> YOUR TASK
Sort through the material below and copy each line with "join".

Segment Open

PR #117, opened 2016-04-07
Fix to mayavi figure indexing.

jaeilepp:
I noticed that when you build tutorials like this https://circle-artifacts.com/gh/mne-tools/mne-python/645/artifacts/0/home/ubuntu/mne-python/doc/_build/html/auto_tutorials/plot_source_localization_basics.html, function ``save_figures`` gets called multiple times (notice the duplicates of the mayavi figure). Therefore the fix in https://github.com/sphinx-gallery/sphinx-gallery/pull/116 alone won't work. I tried this locally on couple of my examples and tutorials and it seems to fix the issue.

### DIFF
--- a/sphinx_gallery/tests/test_gen_rst.py
+++ b/sphinx_gallery/tests/test_gen_rst.py
@@ -184,9 +184,12 @@ def test_ipy_notebook():
 
 
 def test_save_figures():
-    """Test file naming when saving figures."""
+    """Test file naming when saving figures. Requires mayavi."""
     import matplotlib.pylab as plt
-    from mayavi import mlab
+    try:
+        from mayavi import mlab
+    except ImportError:
+        return  # Skip if mayavi is not available.
     examples_dir = tempfile.mkdtemp()
     gallery_conf = {
         'examples_dirs': examples_dir,
--- a/sphinx_gallery/tests/test_gen_rst.py
+++ b/sphinx_gallery/tests/test_gen_rst.py
@@ -15,10 +15,10 @@ import os
 import nose
 import shutil
 from nose.tools import assert_equal, assert_false, assert_true
-import matplotlib.pylab as plt
+
 import sphinx_gallery.gen_rst as sg
 from sphinx_gallery import notebook
-
+import matplotlib.pylab as plt  # Import gen_rst first to enable 'Agg' backend.
 
 CONTENT = [
     '"""'
--- a/sphinx_gallery/tests/test_gen_rst.py
+++ b/sphinx_gallery/tests/test_gen_rst.py
@@ -12,7 +12,10 @@ import json
 import tempfile
 import re
 import os
+import nose
+import shutil
 from nose.tools import assert_equal, assert_false, assert_true
+import matplotlib.pylab as plt
 import sphinx_gallery.gen_rst as sg
 from sphinx_gallery import notebook
 
@@ -185,32 +188,27 @@ def test_ipy_notebook():
 
 def test_save_figures():
     """Test file naming when saving figures. Requires mayavi."""
-    import matplotlib.pylab as plt
     try:
         from mayavi import mlab
     except ImportError:
-        return  # Skip if mayavi is not available.
+        raise nose.SkipTest('Mayavi not installed')
+    mlab.options.offscreen = True
     examples_dir = tempfile.mkdtemp()
-    gallery_conf = {
-        'examples_dirs': examples_dir,
-        'plot_gallery': True,
-        'find_mayavi_figures': True,
-    }
+
+    gallery_conf = {'find_mayavi_figures': True}
     mlab.test_plot3d()
     plt.plot(1, 1)
-    fig_list = sg.save_figures(examples_dir + '/image{0}.png', 0, gallery_conf)
+    fname_template = os.path.join(examples_dir, 'image{0}.png')
+    fig_list = sg.save_figures(fname_template, 0, gallery_conf)
     assert_equal(len(fig_list), 2)
     assert fig_list[0].endswith('image1.png')
     assert fig_list[1].endswith('image2.png')
-    for fig in fig_list:
-        os.remove(fig)
+
     mlab.test_plot3d()
     plt.plot(1, 1)
-    fig_list = sg.save_figures(examples_dir + '/image{0}.png', 2, gallery_conf)
+    fig_list = sg.save_figures(fname_template, 2, gallery_conf)
     assert_equal(len(fig_list), 2)
     assert fig_list[0].endswith('image3.png')
     assert fig_list[1].endswith('image4.png')
-    plt.close('all')
-    for fig in fig_list:
-        os.remove(fig)
-    os.rmdir(examples_dir)
+
+    shutil.rmtree(examples_dir)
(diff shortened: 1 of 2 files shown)


agramfort:
looks legit to me

thx @jaeilepp

agramfort:
wait I don't see the dupes in
https://circle-artifacts.com/gh/mne-tools/mne-python/645/artifacts/0/home/ubuntu/mne-python/doc/_build/html/auto_tutorials/plot_source_localization_basics.html
?

did you fit it already?

there is both the fsaverage and the sample brains

jaeilepp:
The first and the third figure are the same. Basically the mpl plots work fine and the mayavi figures link correctly, but the indexing is messed up. Therefore the first mpl figure gets overwritten with mayavi figure.

Titan-C:
This looks good to me. In deed one needs to include the total counting.

lesteve:
Looks good to me but same remark as last time : it would be really great to add some kind of tests for this if that's not too much of a pain.

@Titan-C by the way I was wondering how come the mayavi gallery is not included in the readthedocs ? Is it because you only can use a pip requirement file to install the dependencies ?

lesteve:
> Looks good to me but same remark as last time : it would be really great to add some kind of tests for this if that's not too much of a pain.

At the very least we could modify the plot_3d mayavi example in order to have a few cells and a mix of matplotlib/mayavi plots inside a given cell.

Titan-C:
> @Titan-C by the way I was wondering how come the mayavi gallery is not included in the readthedocs ? Is it because you only can use a pip requirement file to install the dependencies ?

This was more of a statement from @GaelVaroquaux. That we shall not put mayavi in the requirements.txt file, as having a working mayavi environment should be a responsibility of the user and not a dependency of the gallery. Also mayavi only works in python 2.7(from conda as far as I know), and the gallery has to work on python 2.6, the ubuntu 12.10 python 2.7 and python 3 and none of those can run mayavi.

lesteve:
It looks like readthedocs supports conda environments:
http://docs.readthedocs.org/en/latest/conda.html#conda-support

Maybe worth a try ?

jaeilepp:
Okay. Test added. I'm not too familiar with the code base outside ``save_figures`` so I'm just testing the naming. And it only gets tested on the environment with mayavi, but I guess that's okay.

sphinx_gallery/tests/test_gen_rst.py
```diff
@@ -181,3 +181,36 @@ def test_ipy_notebook():
 
         f.flush()
         assert_equal(json.load(f), example_nb.work_notebook)
+
+
+def test_save_figures():
+    """Test file naming when saving figures. Requires mayavi."""
+    import matplotlib.pylab as plt
```
lesteve: Move this import to the top of the file

sphinx_gallery/tests/test_gen_rst.py
```diff
@@ -181,3 +181,36 @@ def test_ipy_notebook():
...
+    try:
+        from mayavi import mlab
+    except ImportError:
+        return  # Skip if mayavi is not available.
```
lesteve: The best is to import nose at the top of the file and use `raise nose.SkipTest('Mayavi not installed')`

sphinx_gallery/tests/test_gen_rst.py
```diff
@@ -181,3 +181,36 @@ def test_ipy_notebook():
 
         f.flush()
         assert_equal(json.load(f), example_nb.work_notebook)
+
+
+def test_save_figures():
+    """Test file naming when saving figures. Requires mayavi."""
+    import matplotlib.pylab as plt
+    try:
+        from mayavi import mlab
```
lesteve: You probably want to use: `mlab.options.offscreen = True` to prevent plots mayavi plots poping up when running the tests.

sphinx_gallery/tests/test_gen_rst.py
```diff
@@ -181,3 +181,36 @@ def test_ipy_notebook():
...
+        return  # Skip if mayavi is not available.
+    examples_dir = tempfile.mkdtemp()
+    gallery_conf = {
+        'examples_dirs': examples_dir,
+        'plot_gallery': True,
+        'find_mayavi_figures': True,
+    }
+    mlab.test_plot3d()
+    plt.plot(1, 1)
+    fig_list = sg.save_figures(examples_dir + '/image{0}.png', 0, gallery_conf)
```
lesteve: Use something like:
```python
img_filename_template = os.path.join(examples_dir, 'image{0}.png')
fig_list = sg.save_figures(img_filename_template, ...)
```

sphinx_gallery/tests/test_gen_rst.py
```diff
@@ -181,3 +181,36 @@ def test_ipy_notebook():
...
+def test_save_figures():
+    """Test file naming when saving figures. Requires mayavi."""
+    import matplotlib.pylab as plt
+    try:
+        from mayavi import mlab
+    except ImportError:
+        return  # Skip if mayavi is not available.
+    examples_dir = tempfile.mkdtemp()
+    gallery_conf = {
+        'examples_dirs': examples_dir,
```
lesteve: From a quick look at the code you only need:
```python
gallery_conf = {'find_mayavi_figures': True}
```

sphinx_gallery/tests/test_gen_rst.py
```diff
@@ -181,3 +181,36 @@ def test_ipy_notebook():
...
+        'plot_gallery': True,
+        'find_mayavi_figures': True,
+    }
+    mlab.test_plot3d()
+    plt.plot(1, 1)
+    fig_list = sg.save_figures(examples_dir + '/image{0}.png', 0, gallery_conf)
+    assert_equal(len(fig_list), 2)
+    assert fig_list[0].endswith('image1.png')
+    assert fig_list[1].endswith('image2.png')
+    for fig in fig_list:
```
lesteve: Is it necessary to remove the figure files ? If it is so that the `os.rmdir` works (because the directory has to be empty) I would just use `shutil.rmtree` instead

sphinx_gallery/tests/test_gen_rst.py
```diff
@@ -181,3 +181,36 @@ def test_ipy_notebook():
...
+        os.remove(fig)
+    mlab.test_plot3d()
+    plt.plot(1, 1)
+    fig_list = sg.save_figures(examples_dir + '/image{0}.png', 2, gallery_conf)
+    assert_equal(len(fig_list), 2)
+    assert fig_list[0].endswith('image3.png')
+    assert fig_list[1].endswith('image4.png')
+    plt.close('all')
```
lesteve: Do you need this? I think since gen_rst is imported the matplotlib backend should be set to Agg and it isn't needed.

lesteve:
Your test looks neat and I have double-checked that it fails under master.

sphinx_gallery/tests/test_gen_rst.py
lesteve: For the matplotlib backend to be set to Agg correctly you probably need the matplotlib.pyplot import to be after the gen_rst one though.

lesteve:
Merging, thanks a lot for the fix + test !

GaelVaroquaux:
It would be great to have the same kind of feature to order directories with an entry in the README files.

lesteve:
:confused: hmm did you mean to comment in this issue? I am guessing you want to be able to order subsections of the gallery whereas it is done by alphabetical order at the moment. Not sure how this is related to mayavi figure indexing though.

GaelVaroquaux:
Good point. Wrong issue.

Segment Closed

> EXERCISE RESULT
+    fname_template = os.path.join(examples_dir, 'image{0}.png')
img_filename_template = os.path.join(examples_dir, 'image{0}.png')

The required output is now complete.